• WHAT IS REQUIRED
Report how many lines in the listing below include the word "general". Write nothing besides the number.

• AVAILABLE DATA
PR #404, opened 2020-06-14
feat: Expose ViewPortRect mobile command.

itaibh:
In order to be able to locate native elements correctly, one must be able to tell the viewport rectangle, in addition to getting the viewport screenshot. That's because native elements return with locations relative to the device, not the viewport.
So now, once we have a native element's coordinates, we can subtract the viewport's origin coordinate and the result will be the native element's coordinates relative to the viewport.

### DIFF
--- a/lib/commands/general.js
+++ b/lib/commands/general.js
@@ -110,6 +110,7 @@ extensions.executeMobile = async function (mobileCommand, opts = {}) {
     scrollBackTo: 'mobileScrollBackTo',
     scroll: 'mobileScroll',
     viewportScreenshot: 'mobileViewportScreenshot',
+    viewportRect: 'mobileViewPortRect',
 
     deepLink: 'mobileDeepLink',
 
@@ -232,6 +233,10 @@ commands.mobileScroll = async function (opts = {}) {
 
 commands.mobileViewportScreenshot = async function () {
   return await this.getViewportScreenshot();
+};
+
+commands.mobileViewPortRect = async function () {
+  return await this.getViewPortRect();
 };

• TASK OUTPUT
2